Primary authentication

Primary authentication occurs when a user first attempts to access the system. The user provides a user name and password and specifies an authentication type. The authentication type may be Enterprise, Windows NT, or LDAP authentication, depending upon which type(s) you have enabled and set up in the Authorization management area of the Crystal Management Console (CMC). The user's web browser sends the information by HTTP to your web server, which routes the information through the Web Connector to the Web Component Server (WCS).

Note:    All communication between the user's web browser and the WCS is similarly routed through the web server and the Web Connector. For clarity, the web server and the Web Connector are explicitly discussed only when necessary.

The WCS passes the user's information to logon.csp and runs the script. Internally, this script communicates with the SDK and, ultimately, the appropriate security plug-in authenticates the user against the user database.

For instance, if the user specifies Enterprise Authentication, the SDK ensures that the Crystal Enterprise security plug-in performs the authentication. The plug-in component verifies the user name and password against the system database and notifies the Automated Process Scheduler (APS) of the results. Alternatively, if the user specifies Windows NT or LDAP Authentication, the SDK uses the corresponding security plug-in to authenticate the user. The plug-in verifies the user name and password against the external user database and notifies the APS of the results.

If the security plug-in reports a successful match of credentials, the APS grants the user an active identity on the system and the system performs several actions:

• The APS stores the user's information in memory in an APS session variable. While active, this session consumes one user license on the system.
• The APS generates and encodes a logon token and sends it to the WCS.
• The WCS stores the user's information in memory in a WCS session variable. While active, this session stores information that allows Crystal Enterprise to respond to the user's requests.

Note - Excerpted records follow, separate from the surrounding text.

PR #2346, opened 2023-02-16
Shift breakpoints with code insertions & deletions

ianyong:
### Description

Modelled the breakpoint shifting behaviour after popular code editors & IDEs available such as VS Code & JetBrains IDEs. Whenever a change event is fired on the editor, the breakpoints are shifted around based on the delta.

vmconnect_MXqbkeLDWP

Resolves #2345. Fixes #1983. Related to #2176 (editor improvement).

### Type of change

- [ ] Bug fix (non-breaking change which fixes an issue)
- [x] New feature (non-breaking change which adds functionality)
- [ ] Breaking change (fix or feature that would cause existing functionality to not work as expected)
- [ ] This change requires a documentation update
- [ ] Code quality improvements

### How to test

Play around with it and try to break it.

PR #2348, opened 2023-02-18
Fix playground editor bugging out due to unnecessary updates

### LINKED ISSUE #2337: Refactoring of names broken - editor's previous state not accounted for with multicursor/undo/redo
The playgrounds in both the SA and NUS deployments currently have the issues described below. I am unsure if it is related to the merging of PR #2331, which quickly addressed a critical bug with editor keystrokes and state, as I do not know what version each deployment is currently running (ie when the issues started).

Certain actions performed in the editor cause the cursor position(s) and selected text to bug out; I have encountered multicursor behaviour being broken, which in turn breaks the refactoring of multiple name occurrences. Undoing/redoing also does not behave as expected.

I suspect that the editor is unable to properly make use of its previous state from before an affected action was performed. To correctly perform the action, it needs to take the previous cursor(s) and selection(s) into account, thus knowing where the cursor(s) should then be and what text it should then be selecting. The current behaviour is as if the initial application of the action "deletes" all previous text, and replaces it with a "paste" of the new displayed text.

Interestingly, these issues do not occur with the homework editor as opposed to the playground editor. Source/JavaScript language settings also do not appear to affect this. In relation to #2332, this was all tested on desktop.

---

When using multiple cursors and pressing a keystroke, the keystroke is only correctly applied to the last instance of selected text or cursor position in the file. The cursor then gets placed at the end of the file, which is where subsequent applications take place. After that, further keystrokes cause 2 applications at the end of the file.

Refactoring variable name occurrences (Ctrl+M) makes use of multicursor and is thus similarly impacted.

To demonstrate, in the images below, I refactor `variable` by having all 6 occurrences selected with a cursor at the end of each (via Ctrl+M):

image

I then type `name`. The last instance of selected text is replaced by `n`, the cursor gets placed at the end of the file, and the remaining 5 `n`s are placed there. The rest of the letter keystrokes are applied only twice, in the same place:

image

It is instead expected that the cursors remain in place, and the keystrokes replace the selected text or are inserted at the cursor(s). Here is a depiction from the NUS deployment's homework editor:

image

---

When undoing (Ctrl+Z) or redoing (Ctrl+Shift+Z), all the text in the editor gets selected and the cursor is placed at the end of the file. This behaviour bears resemblance to how multicursor is being impacted.

Initial cursor position and text:

image

After undo:

image

After redo:

image

It is instead expected that the cursor jumps to the specific place where text was removed, or selects the inserted text with the cursor placed at its end, as the case may be:

image

image

ianyong:
### Description

This bug's existence negatively affects the CS4215 homework experience because undoing/redoing sends you to the bottom of a 1000+ line program, among other annoying issues...

kGqRRF8OcW

I was unable to figure out what was causing the bug from just the profiler alone, so I had to binary search the git history to find the offending PR. Then, I binary searched the git history of the unsquashed branch to find that the offending commit is https://github.com/source-academy/frontend/commit/037d9c957e22a8097660b5f76a214553fddebf04.

Because some of these callback functions being passed into child components used to be declared in the `PlaygroundContainer`, the `Playground` re-rendering would not cause these functions to be recreated. After the refactoring in #2257, this was no longer the case and every re-render of the `Playground` meant that these callback functions would be recreated. To fix this issue, I memoize these callback functions using the `useCallback` hook.

Fixes #2337.

### Type of change

### How to test

See the linked issue for steps to replicate. Alternatively, see https://github.com/source-academy/frontend/pull/2346#issuecomment-1433319375 to test with the new shifting breakpoints.

### DIFF
--- a/src/pages/playground/Playground.tsx
+++ b/src/pages/playground/Playground.tsx
@@ -780,15 +780,25 @@ const Playground: React.FC<PlaygroundProps> = ({ workspaceLocation = 'playground
     ..._.pick(props, 'editorSessionId', 'isEditorAutorun'),
     editorVariant: 'normal',
     editorTabs: props.editorTabs.map(convertEditorTabStateToProps),
-    handleDeclarationNavigate: (cursorPosition: Position) =>
-      dispatch(navigateToDeclaration(workspaceLocation, cursorPosition)),
+    handleDeclarationNavigate: React.useCallback(
+      (cursorPosition: Position) =>
+        dispatch(navigateToDeclaration(workspaceLocation, cursorPosition)),
+      [dispatch, workspaceLocation]
+    ),
     handleEditorEval,
-    handlePromptAutocomplete: (row: number, col: number, callback: any) =>
-      dispatch(promptAutocomplete(workspaceLocation, row, col, callback)),
-    handleSendReplInputToOutput: (code: string) =>
-      dispatch(sendReplInputToOutput(code, workspaceLocation)),
-    handleSetSharedbConnected: (connected: boolean) =>
-      dispatch(setSharedbConnected(workspaceLocation, connected)),
+    handlePromptAutocomplete: React.useCallback(
+      (row: number, col: number, callback: any) =>
+        dispatch(promptAutocomplete(workspaceLocation, row, col, callback)),
+      [dispatch, workspaceLocation]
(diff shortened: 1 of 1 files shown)


martin-henz (approved):
Looks great!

  Note:    If you are familiar with the SDK, you should note that the WCS here instantiates the InfoStore object and stores it in the WCS session variable.

• The WCS sends the logon token to the user's web browser, and the web browser caches the token in a cookie. Until the logon token expires, its encoded information serves as the user's valid ticket for the system.

Each of these steps contributes to the distributed security of Crystal Enterprise, because each step consists of storing information that is used for secondary identification and authorization purposes. This is the model used in ePortfolio. However, if you are developing your own client application and you prefer not to store session state on the WCS, you can design your application such that it avoids using WCS session variables.

Note:    

• The third-party Windows NT and LDAP security plug-ins work only once you have mapped users and groups from the external user database to Crystal Enterprise. For details, see Available authentication types.
• In a Single Sign On situation, users' credentials are retrieved by other means and authenticated against the user database automatically. Hence, users are not prompted for their credentials.